Leaderboard reveals 91% enforce DMARC, while major email providers use monitoring-only policies on consumer domains despite requiring enforcement from senders.
HOUSTON, TX, UNITED STATES, January 13, 2026 /EINPresswire.com/ — DMARCTrust today launched a live tracker analyzing the DMARC adoption status of the 100 most visited websites in the United States, revealing strong overall progress, but also notable inconsistencies among the world’s largest email providers, including consumer email domains operated by both Microsoft and Google.
The findings follow a series of industry-wide policy changes. In 2024, Google and Yahoo mandated DMARC authentication for high-volume senders. In May 2025, Microsoft introduced similar requirements for all senders delivering email to Outlook.com, Hotmail.com, and Live.com.
The live tracker reveals a striking pattern: while major email providers strictly protect their corporate domains, they continue to apply monitoring-only DMARC policies to their consumer email domains (including gmail.com, live.com, and msn.com).
“When Google, Yahoo, and Microsoft announced their DMARC mandates, the industry responded quickly and decisively,” said a DMARCTrust spokesperson. “But it is paradoxical that the same companies enforce strict protection for their enterprise domains while still using p=none on consumer email platforms used by hundreds of millions of people.”
Key findings
DMARCTrust analyzed the DMARC and SPF configurations of 100 of the most-visited U.S. websites.

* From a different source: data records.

PR #260, opened 2026-08-05
Update versions for July patch release

eromanova97:
### Description
Update versions after patch release

Fixes https://jira.suse.com/browse/TRNT-4499

### Preview
image


trento/adoc/trento-version-history.adoc
antgamdia: Maybe this needs a change as well?

antgamdia (approved):

trento/adoc/trento-version-history.adoc
eromanova97: I would almost forget, thanks!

The results paint a picture of an industry that has made significant progress, with notable exceptions. Overall Enforcement Rate: 91%
– 70 websites enforce the strictest policy (p=reject)
– 21 websites use partial enforcement (p=quarantine)
– 9 websites use monitoring-only policies (p=none)
Why this matters
DMARC is currently the most effective industry standard for preventing attackers from sending fraudulent emails that impersonate legitimate brands.
Domains configured with p=none merely collect reports about abuse but do not instruct receiving mail systems to block or quarantine forged messages. As a result, attackers can still send emails that appear to originate from these brands, increasing the risk of phishing, fraud, and malware distribution.
In contrast, domains using p=reject or p=quarantine enable automatic blocking or isolation of unauthorized messages. A DMARC policy of p=none means receiving mail servers are instructed to deliver messages even when authentication fails.
For users, the difference is simple: some brands block fake emails pretending to come from them, while others still allow those messages to reach people’s inboxes.
Major providers: Enterprise vs. Consumer domain policies
DMARCTrust’s analysis reveals a consistent pattern among major email providers: strict enforcement on enterprise domains and monitoring-only policies on consumer email domains.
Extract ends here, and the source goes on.